Steve Wood

Personal information
- Date of birth: 23 June 1963 (age 61)
- Place of birth: Oldham, England
- Position(s): Midfielder

Senior career*
- Years: Team / Apps / (Gls)
- 1981–1989: Chadderton
- 1989–1991: Mossley / 91 / (10)
- 1991–1992: Droylsden
- 1992: Stalybridge Celtic / 4 / (1)
- 1992–1993: Ashton United
- 1996–2001: Macclesfield Town / 151 / (20)
- 2001–2002: Stalybridge Celtic / 38 / (0)

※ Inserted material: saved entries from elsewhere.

PR #4761, opened 2022-02-06
Enable onlystar proto wrapping

vrurg:
Try to make better dispatching decisions over wrapped routines by adding `$!is-wrapped` attribute to `Routine` and guarding over it. This should work better because this way wrapped routine path is not taken when all wrappers are removed.

### DIFF
--- a/src/vm/moar/dispatchers.nqp
+++ b/src/vm/moar/dispatchers.nqp
@@ -776,7 +776,10 @@ nqp::dispatch('boot-syscall', 'dispatcher-register', 'raku-call', -> $capture {
             $with-name);
     }
     elsif nqp::istype_nd($callee, Routine) {
-        if nqp::can($callee, 'WRAPPERS') {
+        my $track_is-wrapped := nqp::dispatch('boot-syscall', 'dispatcher-track-attr',
+            $track_callee, Routine, '$!is-wrapped');
+        nqp::dispatch('boot-syscall', 'dispatcher-guard-literal', $track_is-wrapped);
+        if $callee.is-wrapped {
             nqp::dispatch('boot-syscall', 'dispatcher-delegate', 'raku-invoke-wrapped', $capture);
         }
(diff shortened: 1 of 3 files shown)


vrurg:
PR makes it possible to wrap an onlystar proto. See related test unfudged by Raku/roast#790

src/vm/moar/dispatchers.nqp
```diff
@@ -776,7 +776,10 @@ nqp::dispatch('boot-syscall', 'dispatcher-register', 'raku-call', -> $capture {
             $with-name);
     }
     elsif nqp::istype_nd($callee, Routine) {
-        if nqp::can($callee, 'WRAPPERS') {
+        my $track_is-wrapped := nqp::dispatch('boot-syscall', 'dispatcher-track-attr',
+            $track_callee, Routine, '$!is-wrapped');
+        nqp::dispatch('boot-syscall', 'dispatcher-guard-literal', $track_is-wrapped);
```
niner, line 781: This makes every call more expensive through the additional guards on `$!is-wrapped`. Guards are pretty cheap, so it may not matter. But there may be a way to avoid the additional cost.

After all, `$!is-wrapped` can only become true, once we have a `WRAPPERS` method, i.e. the Wrapped role is mixed into the callee. Unless we have that we don't have to bother checking (and tracking) `$!is-wrapped`. The existing, necessary type guard will make sure that we re-check once a routine got wrapped (and from then on track the attribute).

There's one caveat however: nqp::can is also not exactly cost free. So getting rid of it would speed up first-time dispatch. So it's quite possible that your change could improve performance overall as it is. Hard to say what's the right trade-off here.

niner (approved):

src/vm/moar/dispatchers.nqp
vrurg: @niner There is another case when a routine gets unwrapped. Guarding on the attribute avoids going the wrapped case path.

= Steve Wood (footballer, born June 1963) =

English footballer

Steve Wood (born 23 June 1963) is an English former footballer who played in The Football League for Macclesfield Town.

==Career==
Wood started his career at Chadderton, followed by short stints at Mossley, Droylsden, Stalybridge Celtic and Ashton United before joining Macclesfield Town at the beginning of the 1993–94 season, making his debut in a 5–1 defeat at Bath. With Macclesfield he won the Conference League Cup in 1994, the FA Trophy in 1996, and the Football Conference in 1995 and 1997. After the club's promotion to the Football League Wood signed his first professional contract. Wood stayed with the club until 2001, after which he returned to Stalybridge Celtic, where he played for one season before retiring.